Traduire Dante
Danièle Robert se déplace entre les vers de la Commedia avec un émerveillement pour la beauté de l’œuvre à la fois intime et scrutateur, fait de fascination immédiate et d’écoute très attentive. Cet émerveillement se transforme en une pulsion à comprendre et interpréter le poète là où il est inimitable et sublime : la douce répétition qu’est la rime, pulsation physique et métaphysique d’une langue corporelle, fantastique, extrême. Convaincue – avec Dante lui-même, celui du Convivio – du fait que traduire signifie rompre de toute façon le « lien musaïque » qui unit dans le langage poétique le son et le sens, Danièle Robert, de vers en vers, de terzina en terzina, réduit cette fracture en recomposant musicalement, dans sa propre langue et avec sa propre langue les frottements vocaliques, les tonalités hautes et basses, les modulations âpres et douces, les dialogues, interlocutions, cris, plaintes, invectives, soupirs, silences. De même qu’est multiple et tentaculaire la langue de l’Enfer dantesque, abyssal est son monde, à tel point qu’il trouve des résonances dans le tragique de notre époque.
Une conviction exégétique ferme et déclarée sous-tend l’aventure de la traductrice : la terza rima – son enchaînement, son timbre irisé de mille tonalités – est le germe à partir duquel naît le miracle de la Commedia avec, en toile de fond, l’éblouissante et impénétrable théologie de la Trinité. Adhérer, pour le traduire, à cet enchantement signifie se situer du côté du chant, unité qui scande l’aventure compositionnelle de la Commedia, et le chant est fondé sur la voix, sur le rythme, sur la vague du son qui rebondit, percussif, de rime en rime et lie les terzine entre elles en une mélodie qui est à la fois aventure visuelle, récit, dramaturgie. Cette toile répétitive sublime a permis à la Commedia dantesque de voyager dans le temps, d’être dite à haute voix sur les places des villes petites ou grandes ou dans les campagnes, constituant, avec l’ottava rima de l’Arioste et du Tasse la matière première des conteurs populaires.
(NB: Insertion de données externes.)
Issue #1030, opened 2023-09-13
Autocomplete: Backspace on displayed completion should remove suggestion


abeatrix:
RE https://sourcegraph.slack.com/archives/C05AGQYD528/p1694037206283699
Spin off from https://github.com/sourcegraph/cody/issues/969

> Deleting a line should force a new creation always

Pressing backspace on displayed completion should remove the suggestion and replace with a new one

Currently, there is no way to force regen unless the prefix is changed.

abeatrix:
> The normal behavior of backspace showing the old completion until the new one is loaded is pretty reasonable IMO, what do you think?

Personally I found it annoying because it won't go away when I already found it unhelpful and wanted a new one 😝 but I'm speaking for myself not for the users though.

We can go with your suggestions first and see what people think? I think as long as a new one will show up then I'm fine with having it stay

philipp-spiess:
> We can go with your suggestions first and see what people think? I think as long as a new one will show up then I'm fine with having it stay

Yeah, makes sense. To fix the fact that the old completion is visible before the new one is loaded would need a change of the  the insertion range again (which is currently always from the beginning of the current line). This was added specifically to address UX jankieness issues in this PR: https://github.com/sourcegraph/cody/pull/442 

Let's try to make sure we always generate a new completion first (i.e remove the network cache) and then we can still revisit.

We should also double-check what other completion providers do (IIRC Copilot does the exact same thing that we do)

abeatrix:
working on it!

Issue #969, opened 2023-09-07
Autocomplete: Audit cache and last candidate behavior


philipp-spiess:
> After making some minor changes to the surrounding code, I am still getting the suggestion returning from cache 

![image](https://github.com/sourcegraph/cody/assets/458591/6549c6a9-c4c2-41dc-9a84-d7adb7058420)
![image](https://github.com/sourcegraph/cody/assets/458591/f329e4fd-0250-4bbe-8275-b5cf845c5d09)

> Deleting a line should force a new creation always

We should validate these things:

- Does the last candidate properly reset if you delete a line (and thus reject the completion)
- Does the last candidate reset if you change the prefix
- Do we still need the network cache at all? What is the current value it provides?
- I noticed that hovering over a single line completion generates a variant right now

abeatrix:
umbrella 
- [ ] audit cache behavior
- [ ] audit the last candidate's behavior
- [ ] https://github.com/sourcegraph/cody/issues/1030

PR #442, opened 2023-07-28
more stable autocomplete

sqs:
Makes autocomplete not jitter as much as you type, with a cache and a few other techniques to help increase the (1) cache hit rate and (2) VS Code's ability to reuse and not invalidate existing completion results.

Why this change?

- Extract the non-VS Code-specific parts of `getInlineCompletions` so we can separately test *it* and the `InlineCompletionItemProvider` logic.
  - All test cases were ported to the new `getInlineCompletions` (and all pass without modification in substance).
  - This also helps with extracting completions to the agent.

La traduction de Danièle Robert accueille les fils lumineux de cette toile musicale dans la langue française : ainsi, outre le Dante de la tradition savante, c’est celui de la tradition populaire qui témoigne de sa présence, de sa vita nuova.
Danièle Robert démontre, avec douceur et discrétion mais aussi une ardeur amoureuse, précisément avec joy d’amor, à quel point traduire veut dire, pour nous traducteurs, accueillir dans notre propre langue l’autre langue, son timbre, son univers, sachant que ce geste même contamine la nôtre, notre mode de penser, de sentir. C’est pourquoi l’acte de traduire est en même temps une expérience qui renouvelle notre langue et une prise de risque qui fait revivre la poésie traduite. De cette double renaissance, la traduction de Danièle Robert donne un très beau témoignage.
[Antonio Prete]
traduit de l’italien par Stéphane Lagorce
Dante Alighieri, Enfer, traduit de l’italien, préfacé et annoté par Danièle Robert, édition bilingue, Actes Sud, 528 pages, 25 €.